PROBLEM REQUIREMENTS
For the entries that follow, restate word for word the line containing "Closing this revert, I'm", the line containing "In OculusQuest Using", and every line that lies between them.

EXERCISE DATA

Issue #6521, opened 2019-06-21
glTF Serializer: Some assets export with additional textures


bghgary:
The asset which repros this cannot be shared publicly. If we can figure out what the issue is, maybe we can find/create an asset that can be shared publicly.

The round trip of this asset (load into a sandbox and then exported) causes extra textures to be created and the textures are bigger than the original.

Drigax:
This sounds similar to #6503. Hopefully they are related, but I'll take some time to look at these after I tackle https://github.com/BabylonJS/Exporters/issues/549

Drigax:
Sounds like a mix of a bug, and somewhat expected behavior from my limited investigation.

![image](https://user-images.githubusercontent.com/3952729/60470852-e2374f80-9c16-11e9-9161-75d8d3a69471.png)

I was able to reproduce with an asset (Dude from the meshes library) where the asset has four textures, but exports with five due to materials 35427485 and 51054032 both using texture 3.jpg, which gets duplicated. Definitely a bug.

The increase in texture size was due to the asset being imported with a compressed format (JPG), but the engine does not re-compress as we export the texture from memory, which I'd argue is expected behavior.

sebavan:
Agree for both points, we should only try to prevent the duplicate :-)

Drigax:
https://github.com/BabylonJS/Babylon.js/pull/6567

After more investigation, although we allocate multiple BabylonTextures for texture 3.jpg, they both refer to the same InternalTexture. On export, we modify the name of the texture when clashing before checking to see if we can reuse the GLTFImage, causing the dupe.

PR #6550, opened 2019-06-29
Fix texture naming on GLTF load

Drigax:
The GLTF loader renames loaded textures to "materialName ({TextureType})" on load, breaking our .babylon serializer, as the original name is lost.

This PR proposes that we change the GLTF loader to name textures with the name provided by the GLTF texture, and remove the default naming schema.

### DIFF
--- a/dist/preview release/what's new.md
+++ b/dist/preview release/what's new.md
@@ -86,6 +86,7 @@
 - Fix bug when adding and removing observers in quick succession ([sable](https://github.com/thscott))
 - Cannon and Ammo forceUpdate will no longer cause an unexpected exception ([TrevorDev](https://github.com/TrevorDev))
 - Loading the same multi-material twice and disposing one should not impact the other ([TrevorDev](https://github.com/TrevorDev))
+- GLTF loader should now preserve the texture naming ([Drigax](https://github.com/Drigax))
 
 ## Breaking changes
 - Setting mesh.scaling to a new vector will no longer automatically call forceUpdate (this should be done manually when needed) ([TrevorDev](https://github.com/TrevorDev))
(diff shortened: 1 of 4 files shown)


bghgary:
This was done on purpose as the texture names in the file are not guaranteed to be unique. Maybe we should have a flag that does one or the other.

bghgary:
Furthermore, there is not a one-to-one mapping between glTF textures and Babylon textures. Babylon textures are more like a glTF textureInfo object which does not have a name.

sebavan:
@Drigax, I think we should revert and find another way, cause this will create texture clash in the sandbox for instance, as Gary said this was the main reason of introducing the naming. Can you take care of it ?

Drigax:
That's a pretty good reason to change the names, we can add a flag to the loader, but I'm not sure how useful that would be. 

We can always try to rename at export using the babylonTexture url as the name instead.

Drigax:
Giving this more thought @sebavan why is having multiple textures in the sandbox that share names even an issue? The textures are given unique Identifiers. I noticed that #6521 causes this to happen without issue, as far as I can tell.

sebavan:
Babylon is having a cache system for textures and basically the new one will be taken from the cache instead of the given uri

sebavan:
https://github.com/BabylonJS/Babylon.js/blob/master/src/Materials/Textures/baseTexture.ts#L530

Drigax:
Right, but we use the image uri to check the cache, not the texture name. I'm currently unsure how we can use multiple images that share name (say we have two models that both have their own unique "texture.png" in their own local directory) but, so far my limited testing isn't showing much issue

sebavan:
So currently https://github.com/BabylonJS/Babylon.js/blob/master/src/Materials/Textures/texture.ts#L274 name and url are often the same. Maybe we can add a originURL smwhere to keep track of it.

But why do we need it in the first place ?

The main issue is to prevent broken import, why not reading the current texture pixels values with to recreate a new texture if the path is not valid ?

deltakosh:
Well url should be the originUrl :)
--
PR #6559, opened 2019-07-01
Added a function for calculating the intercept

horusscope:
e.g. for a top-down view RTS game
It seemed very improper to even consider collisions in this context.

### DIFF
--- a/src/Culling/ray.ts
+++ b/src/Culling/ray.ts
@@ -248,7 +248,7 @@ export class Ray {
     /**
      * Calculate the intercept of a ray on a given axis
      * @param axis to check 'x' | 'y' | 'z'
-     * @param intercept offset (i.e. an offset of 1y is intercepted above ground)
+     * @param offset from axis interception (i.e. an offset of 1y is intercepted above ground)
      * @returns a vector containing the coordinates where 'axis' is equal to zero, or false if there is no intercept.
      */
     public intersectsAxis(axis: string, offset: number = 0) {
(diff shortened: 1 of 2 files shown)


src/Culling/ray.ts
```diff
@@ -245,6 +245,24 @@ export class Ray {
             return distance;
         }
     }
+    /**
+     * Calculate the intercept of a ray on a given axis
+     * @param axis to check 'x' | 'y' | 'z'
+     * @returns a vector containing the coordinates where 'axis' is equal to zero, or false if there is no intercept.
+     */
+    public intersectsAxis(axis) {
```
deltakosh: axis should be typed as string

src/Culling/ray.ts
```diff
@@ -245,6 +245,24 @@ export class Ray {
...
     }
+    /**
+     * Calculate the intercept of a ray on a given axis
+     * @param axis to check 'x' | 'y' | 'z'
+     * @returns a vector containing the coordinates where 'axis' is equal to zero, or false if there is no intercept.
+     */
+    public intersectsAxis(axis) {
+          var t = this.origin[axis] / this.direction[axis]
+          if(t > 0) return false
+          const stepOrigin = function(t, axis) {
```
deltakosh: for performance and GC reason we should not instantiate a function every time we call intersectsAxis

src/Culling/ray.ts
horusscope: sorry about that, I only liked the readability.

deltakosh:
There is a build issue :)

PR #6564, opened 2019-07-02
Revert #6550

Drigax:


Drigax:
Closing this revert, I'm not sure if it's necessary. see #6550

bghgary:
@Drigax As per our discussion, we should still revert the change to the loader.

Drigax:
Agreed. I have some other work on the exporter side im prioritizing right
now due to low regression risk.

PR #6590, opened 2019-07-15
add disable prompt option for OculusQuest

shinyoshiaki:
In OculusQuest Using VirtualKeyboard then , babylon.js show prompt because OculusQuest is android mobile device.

OUTPUT
Closing this revert, I'm not sure if it's necessary. see #6550

bghgary:
@Drigax As per our discussion, we should still revert the change to the loader.

Drigax:
Agreed. I have some other work on the exporter side im prioritizing right
now due to low regression risk.

PR #6590, opened 2019-07-15
add disable prompt option for OculusQuest

shinyoshiaki:
In OculusQuest Using VirtualKeyboard then , babylon.js show prompt because OculusQuest is android mobile device.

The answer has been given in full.